“And you know how I always felt, so long as any of my family were left—that my first duty was with them.”
“Yes,” repeated Miss Cockerill.
“Well, when Jonas came on this time, so soon after mother’s death, he found me all upset. It was the change, I s’pose, and the loneliness, and the having no one to look out for. And when he spoke of taking me away I just couldn’t go. So we arranged that he should come here instead. And I can’t help being glad it was so. It isn’t so hard for him, as ’twould be for me to go ’way out where he lives.”
“Where he lived,” suggested Miss Cockerill.
Mrs. Lane accepted the amendment with a smile.
“And when we came to talk things over we decided we didn’t want any publicity—and I just in mourning, you know.” Mrs. Lane noted that this point told. “We didn’t know just how to manage, though. Jonas, he was for going before the justice. But I told him as how I wouldn’t feel right if I wasn’t married by a minister. Then he wanted we should go off somewheres and get married before a strange minister, so as nobody should know till it was all over. Eloping, he called it, like a story book.

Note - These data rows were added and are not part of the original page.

PR #20, opened 2020-10-26
MF-342  Extension attachments should be configurable in the Implementer Tools

brandones:
https://issues.openmrs.org/browse/MF-342

ext-conf

### DIFF
--- a/packages/esm-implementer-tools/src/configuration/extensions-config-tree.tsx
+++ b/packages/esm-implementer-tools/src/configuration/extensions-config-tree.tsx
@@ -7,7 +7,7 @@ import {
 import styles from "./configuration.styles.css";
 import EditableValue from "./editable-value.component";
 
-interface ExtensionsConfigTreeProps {
+export interface ExtensionsConfigTreeProps {
   config: { [key: string]: any };
   moduleName: string;
 }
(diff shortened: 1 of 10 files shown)


packages/esm-implementer-tools/src/configuration/extensions-config-tree.tsx
```diff
@@ -0,0 +1,76 @@
+import React, { useMemo, useState, useEffect } from "react";
+import { ExtensionSlotConfig } from "@openmrs/esm-config";
+import {
+  getExtensionSlotsForModule,
+  getExtensionIdsForExtensionSlot,
+} from "@openmrs/esm-extensions";
+import styles from "./configuration.styles.css";
+import EditableValue from "./editable-value.component";
+
+interface ExtensionsConfigTreeProps {
```
FlorianRappl, line 10: Should this be exported? Just because its being used in exports.

(BTW: If d.ts are generated then the d.ts generation will fail on such cases)

FlorianRappl:
In general looks great to me - thanks @brandones. Just had one remark.

packages/esm-implementer-tools/src/configuration/extensions-config-tree.tsx
brandones: Oh sure, yeah, it's best practice to export these? That makes sense

FlorianRappl: Hm personally I always export anything that is reached / touched by another export, e.g., `export function foo(arg1: Foo, arg2: Bar): Qxz` would need to export the types `Foo`, `Bar`, Qxz` if they are defined internally. If they are collected by some imports then there is no need (already exported somewhere else).

This way you are also save that TS will be able to properly resolve it when creating a d.ts (if you want it) + that users can actually reuse your types.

But I told him I wouldn’t have any goings on like novels, and that if I couldn’t be married by my own minister I wouldn’t be married at all.”
“Dear me!” cried Miss Cockerill. “After all the time he’s waited! I thought you told him something, though, from the way he left the house the day he came back. I said as much to Mis’ Webster. She was with me at the time.”
“Is that so? ’Twas Mrs. Webster that finally fixed it up with Jonas. It simply used me up, and he told me to leave it to him and he’d get us married by the minister without any fuss and feathers—or rice,” she added.
“How did they do it?” inquired Miss Cockerill.
“Well, I invited the minister and his wife and Jonas in to dinner,” answered the bride. “I naturally would have had you, Susan, if I’d had anybody outside. But Mrs. Webster had to know about it, being the minister’s wife, and she was really the one that managed, and as long as ’twas that way it seemed a comfort to have some other woman there. I felt awful mean, though, not telling you, Susan.”